Share

Bab 3~rumah?

Author: Pena_sihir
last update Huling Na-update: 2025-03-05 11:41:15

Malam sudah larut ketika Renjana akhirnya tiba di depan rumah.

Rumah itu kecil, cat temboknya mulai pudar, beberapa bagian pagar berkarat. Lampu teras redup, nyaris mati. Tapi di sinilah tempat yang disebutnya “rumah” — meski tak pernah benar-benar terasa seperti rumah baginya.

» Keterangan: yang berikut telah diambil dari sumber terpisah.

PR #781, opened 2023-06-15
Use address caches in `LnDlcWallet`

### LINKED ISSUE #776: Always use cached addresses from on-chain wallet
This is to avoid blocking in various places whilst we wait for the on-chain sync to finish. It's particularly important when opening a position.

It's just a band-aid fix until we solve the problem of the wallet blocking all other wallet operations until the on-chain sync is done.

We could opt to simply re-use the same address every time. We leave it up to the implementer.

luckysori:
Fixes #776.

By caching these addresses we are preventing situations where getting an address from the wallet takes a long time because the on-chain sync is ongoing (and therefore has the mutex write lock).

The downside is that we can end up reusing addresses if these caches are accessed more than once during a sync.

### DIFF
--- a/mobile/native/src/ln_dlc/mod.rs
+++ b/mobile/native/src/ln_dlc/mod.rs
@@ -355,9 +355,8 @@ async fn keep_wallet_balance_and_history_up_to_date(node: &Node) -> Result<()> {
     Ok(())
 }
 
-pub fn get_new_address() -> Result<String> {
-    let address = NODE.get().inner.get_new_address()?;
-    Ok(address.to_string())
+pub fn get_new_address() -> String {
+    NODE.get().inner.get_new_address().to_string()
 }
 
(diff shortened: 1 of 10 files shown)


mobile/native/src/ln_dlc/mod.rs
```diff
@@ -356,7 +356,7 @@ async fn keep_wallet_balance_and_history_up_to_date(node: &Node) -> Result<()> {
 }
 
 pub fn get_new_address() -> Result<String> {
```
holzeis, line 358: 🤔 Is this returning a result because of a trait, or could we make that infailable?

holzeis (approved):
Nice 👍

mobile/native/src/ln_dlc/mod.rs
luckysori: Good catch!

PR #784, opened 2023-06-16
Prefer unused addresses to new ones (temporarily)

luckysori:
AFAIK generating a new address means that the on-chain wallet must look for that address on the blockchain. Thus, we must only generate a new address if we are sure that we are about to use it.

As such, it is a bad idea to generate new addresses periodically. This would quickly become untenable, as the on-chain sync would grow more and more expensive and slow without good reason.

At the same time, it is best to use new addresses as it ensures that we don't run into address reuse, which is a bad practice as it leads to much worse privacy on-chain. Unfortunately, due to current limitations of `bdk::Wallet` it is not possible to ask the wallet for a new  (or even an unused) address during the on-chain sync. For this reasons we decided to introduce an address cache.

Given all this, it's bad to keep a new-address cache so it has been removed.

Furthermore, given that calls to `get_address(AddressIndex::LastUnused)` already generate new addresses if necessary and that we've already accepted that we are okay with using (probably) unused addresses by introducing the address cache, we have decided to _only_ allow calls to get_address(AddressIndex::LastUnused). This simplifies the code and ensures that we can always rely on the only cache we want to maintain i.e. we never have to wait for the wallet to finish to get an address.

---

We can revisit this change once we upgrade to `bdk:1.0.0-alpha.1` and rewrite our wallet to only take a write lock for a short time to update the wallet database.

### DIFF
--- a/coordinator/src/routes.rs
+++ b/coordinator/src/routes.rs
@@ -79,7 +79,7 @@ pub fn router(
             "/api/register_invoice/:target_node",
             post(register_interceptable_invoice),
         )
-        .route("/api/newaddress", get(get_new_address))
+        .route("/api/newaddress", get(get_unused_address))
         .route("/api/node", get(get_node_info))
         .route("/api/invoice", get(get_invoice))
         .route("/api/orderbook/orders", get(get_orders).post(post_order))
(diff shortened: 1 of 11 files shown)


holzeis (approved):
LGTM

PR #785, opened 2023-06-16
Simplify maker binary

luckysori:
The maker currently only creates orders. Letting it do anything else for the time being does not make sense.

### DIFF
--- a/maker/src/bin/maker.rs
+++ b/maker/src/bin/maker.rs
@@ -1,24 +1,9 @@
-use anyhow::Context;
 use anyhow::Result;
-use diesel::r2d2;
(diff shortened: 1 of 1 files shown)


holzeis (approved):
Thank you 👍

bonomat (commented):
Mhm... I always used the maker to open channels when the LND setup failed :/ 

Can we undo this please?

holzeis:
@bonomat how about reverting that change and adding a cli argument to the maker to not start the ldk node? We also removed the ldk node since we did not want to have another service querying the blockstream.info api constantly from the same ip address as the coordinator.

PR #789, opened 2023-06-16
Revert "fix: Fix error-prone periodic checks"

luckysori:
This reverts commit d2202fb469233bc585b5a0c7a8a8bc1eb1a0419b.

The fix was causing certain tests to fail, so it's probably not safe to use.


holzeis (approved):
I'll trust you on that one! :)

PR #760, opened 2024-11-12
[parallel-activation] Improved the support for plugins with free and …

fajardoleo:
…premium versions that can be activated in parallel.

### DIFF
--- a/includes/class-freemius.php
+++ b/includes/class-freemius.php
@@ -110,6 +110,12 @@
         private $_enable_anonymous = true;
 
         /**
+         * @since 2.9.1
+         * @var string|null Hints the SDK whether the plugin supports parallel activation mode, preventing the auto-deactivation of the free version when the premium version is activated, and vice versa.
+         */
+        private $_premium_plugin_basename_from_parallel_activation;
+
+        /**
          * @since 1.1.7.5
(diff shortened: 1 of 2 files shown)


includes/class-freemius.php
```diff
@@ -5155,19 +5175,43 @@ private function parse_settings( &$plugin_info ) {
...
+            $is_premium     = $this->get_bool_option( $plugin_info, 'is_premium', true );
             $premium_suffix = $this->get_option( $plugin_info, 'premium_suffix', '(Premium)' );
 
+            $module_type = $this->get_option( $plugin_info, 'type', $this->_module_type );
+
+            $parallel_activation = $this->get_option( $plugin_info, 'parallel_activation' );
+
+            if (
+                ! $is_premium &&
+                ( WP_FS__MODULE_TYPE_PLUGIN === $module_type ) &&
```
swashata, line 5187: Micro performance, given we can assume the `plugin` type is most common, yet parallel activation would be fairly uncommon:

```php
if (
  ! $is_premium &&
  is_array( $parallel_activation ) &&
  ...
)
```

swashata (changes requested):

swashata (approved):
Again, nicely done 👏

PR #762, opened 2024-11-22
[cron] Improved the scheduling of the install sync cron job.

fajardoleo:


includes/class-freemius.php
```diff
@@ -6620,10 +6643,6 @@ private function get_install_sync_cron_blog_id() {
          * @param int $except_blog_id Since 2.0.0 when running in a multisite network environment, the cron execution is consolidated. This param allows excluding excluded specified blog ID from being the cron executor.
          */
         private function schedule_install_sync( $except_blog_id = 0 ) {
```
swashata, line 6645: I see that this function is only called from within the `maybe_schedule_install_sync_cron`. So I am suggesting to completely remove this function and move the one line remaining code inside the new function only.

This way we will protect ourselves from accidentally calling this one, which could be harmful as we've seen.

includes/class-freemius.php
```diff
@@ -6514,6 +6514,29 @@ private function maybe_schedule_sync_cron() {
             $this->schedule_sync_cron();
         }
 
+        /**
+         * @author Leo Fajardo (@leorw)
+         * @since  2.9.1
+         */
+        private function maybe_schedule_install_sync_cron() {
```
swashata, line 6521: Let's also propagate all the arguments from the original method `$except_blog_id`

includes/class-freemius.php
```diff
@@ -15981,7 +16000,7 @@ private function update_multisite_data_after_site_deactivation( $context_blog_id
             if ( $this->is_install_sync_scheduled() &&
                  $context_blog_id == $this->get_install_sync_cron_blog_id()
             ) {
-                $this->schedule_install_sync( $context_blog_id );
+                $this->maybe_schedule_install_sync_cron( $context_blog_id );
```
swashata, line 16003: I see the parameter is used indeed.

swashata (changes requested):

swashata (approved):
Nice 💪

PR #764, opened 2024-12-03
Version 2.10.0

swashata:
# Composer Support, Parallel Free/Premium Activation, Pricing Page Update, and Various Fixes

We are glad to announce **v2.10.0** of our WordPress SDK. This version introduces several improvements and bug fixes. Please find the details below.

## Composer Support and WP.org Compliance

The WordPress.org review team now requires our SDK to be loaded from a directory named `vendor` to ensure compliance with repository standards.

Until now, we asked our makers to download and place the SDK inside the root directory of their product and rename the directory to `freemius`. 

To comply with this requirement, we’ve updated our SDK to be loaded from the `vendor/freemius` directory instead. You can manually copy the SDK into such a directory structure, and it will work seamlessly for both plugins and themes.

vendor-directory-compliance

Please note that you will also need to update the integration snippet to load the SDK `start.php` from the new directory and we recommend "committing" the change so that the reviewer team can see it.

```php
require_once dirname( __FILE__ ) . '/vendor/freemius/start.php';
```

We also recognize the growing need for Composer-based installations, especially since many modern plugins and themes use this dependency manager. To enhance developer experience (DX), we now officially support Composer. 

You can install our SDK with the following command:

```sh
composer require freemius/wordpress-sdk
```

Then, require the Composer autoloader file:

```php
require_once __DIR__ . '/vendor/autoload.php';
```

Our SDK will work out of the box without any further modifications.

Since this is a compliance request from WordPress.org, we strongly encourage you to make the necessary changes as soon as possible.

## Parallel Activation of Both Free and Premium Versions

Historically, our SDK supported activating either the Free or the Premium version of a WordPress plugin. It also included a mechanism to automatically deactivate the free version when the premium version was activated.

However, some use cases require both free and premium versions to remain active, particularly to collect better statistics from WordPress.org.

Previously, we introduced the `deactivate_on_activation` filter to modify this behavior. However, it wasn’t a complete solution and could lead to bugs in scenarios like bulk plugin activation or updates on WordPress Multisite networks.

We’ve now completed this feature by introducing a new initialization code. To use this feature, add the following code to your `fs_dynamic_init` call:

```php
$my_fs = fs_dynamic_init( [
    // ... existing configuration options.
    'parallel_activation' => [
        'enabled'                  => true,
        'premium_version_basename' => 'premium-slug/filename.php',
    ],
] );
```

With this code, the SDK will:

1. Avoid deactivating the free version during premium version activation (unless specifically modified by the `deactivate_on_activation` filter).
2. Automatically show the license activation page if the free version does not have a license activated.

If you encounter any issues using this feature, please contact our support team.

## Pricing Page Update

pricing-page-1 1 0

The SDK now includes [v1.1.0](https://github.com/Freemius/pricing-page/releases/tag/1.1.0) of the pricing page app. Based on community feedback, we’ve introduced the following enhancements:

- [x] Added the `pricing/show_annual_in_monthly` filter to control how annual billing cycle pricing is displayed.
- [x] Introduced the `plugin_icon` filter to override the image displayed on the page.
- [x] Added the `pricing/disable_single_package` filter to control the rendering of single-plan products.
- [x] Introduced the `pricing/css_path` filter to add custom CSS to the pricing page.

More details can be found in the [README](https://github.com/Freemius/pricing-page?tab=readme-ov-file#filters) file of the pricing page repository.

Additionally, we’ve fixed the following issues:

1. The "Lifetime" tab was incorrectly displayed in some cases. This has been resolved.
2. The "Free" plan was mistakenly rendered with an "Upgrade" button, even when it was the current plan. This has been fixed.
3. The current plan was not properly highlighted in some scenarios. This has been corrected.

## Other bug fixes and enhancements

* Improved heuristics for cron-based syncing of license and install entities to avoid performance issues, especially on Multisite networks.
* The SDK now automatically detects many sandbox/playground sites (e.g., [**WordPress Playground**](https://playground.wordpress.net/), InstaWP, TasteWP) and enables anonymous mode to skip the opt-in process.
* Fixed an edge-case JavaScript issue that caused the license activation dialog to fail in some scenarios.
* Updated staging site URL pattern for Kinsta.


vovafeldman:
Amazing release 👏

PR #767, opened 2024-12-05
Use Theme name as 'plugin_path'

DanieleAlessandra:


swashata:
Already managed through https://github.com/Freemius/wordpress-sdk/pull/769

PR #768, opened 2024-12-05
[playground] [anonymous-mode] Fixed the WP Playground anonymous mode …

fajardoleo:
…support.


swashata:
Closing because it will be included in https://github.com/Freemius/wordpress-sdk/pull/769

PR #773, opened 2024-12-12
Add type to composer.json

sanzeeb3:
It would allow the `composer/installers` to install the package to a directory other than the default `vendor` directory.


swashata:
Hello @sanzeeb3 current WordPress.org guideline now requires our SDK to be installed inside a directory named `vendor`. Also from my understanding the default [type](https://getcomposer.org/doc/04-schema.md#type) is a `library`. 

CleanShot 2025-04-30 at 11 01 06@2x


So could you please tell me what other benefit the explicit `type` has? Is it not redundant?

sanzeeb3:
@swashata - looks like that. It needs to be other than the `library` for the custom installer paths to work.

Ia menarik napas panjang sebelum mengetuk pintu. Tak sampai satu menit, daun pintu dibuka kasar dari dalam. Sosok seorang wanita berusia setengah baya berdiri di ambang pintu, mengenakan daster lusuh, dengan wajah masam. 

Ibunya.

Mata sang ibu langsung menyipit begitu melihat Renjana. Tanpa sapaan, tanpa senyum.

"Kamu pulang juga akhirnya," gumamnya ketus. "Kira-kira mau tidur di jalan, ya?"

Renjana menunduk sedikit, menahan perih yang menguar dari nada suara itu. Ia masuk pelan, membiarkan ibunya berlalu ke dalam tanpa menunggunya.

Bau masakan gosong tercium samar dari dapur. Rumah itu berantakan — piring kotor menumpuk di wastafel, baju berserakan di kursi ruang tamu.

Renjana terbiasa dengan pemandangan ini. Sejak dulu.

Dengan langkah ringan, ia merapikan syalnya, lalu beranjak ke kamarnya. Tapi belum sempat menutup pintu, suara sang ibu menggelegar dari ruang tengah.

"Kamu pikir bisa seenaknya pergi malam-malam begitu? Bikin malu saja!" teriaknya.

Renjana mengepalkan tangan di sisi tubuhnya.

"Aku kerja, Bu. Ada tugas dari kantor," jawabnya perlahan, berusaha tetap hormat.

Sang ibu tertawa sinis.

"Kerja? Hah! Wartawan receh macam kamu mau banggain apa? Paling juga diusir sama bosmu nanti. Bikin malu keluarga!"

Setiap kata itu seperti cambuk yang mencambuk punggung Renjana. Tetapi Ia diam seperti biasa. Tak ada pembelaan, tak ada air mata. Sudah terlalu sering ia mendengar hinaan serupa — bahkan lebih buruk.

Baginya, sakitnya bukan hanya karena ucapan itu... tapi karena yang mengatakannya adalah satu-satunya orang tua yang ia miliki.

Tak berhenti sampai di situ, ibunya berjalan menghampiri pintu kamar Renjana, menatap tajam penuh amarah.

"Kamu pikir kamu siapa, hah? Pulang larut, dandan cantik-cantik, bawa aib buat keluarga!" Matanya menilai penampilan Renjana dari atas ke bawah dengan jijik, "Jangan-jangan kamu kerja aneh-aneh, hah? Main laki sana-sini?!"

Renjana mendongak. Kali ini tatapannya sedikit bergetar.

Terlalu kejam.

Terlalu keji.

"Bu... jangan begitu. aku.....aku cuma berusaha," suaranya pecah tanpa ia bisa cegah.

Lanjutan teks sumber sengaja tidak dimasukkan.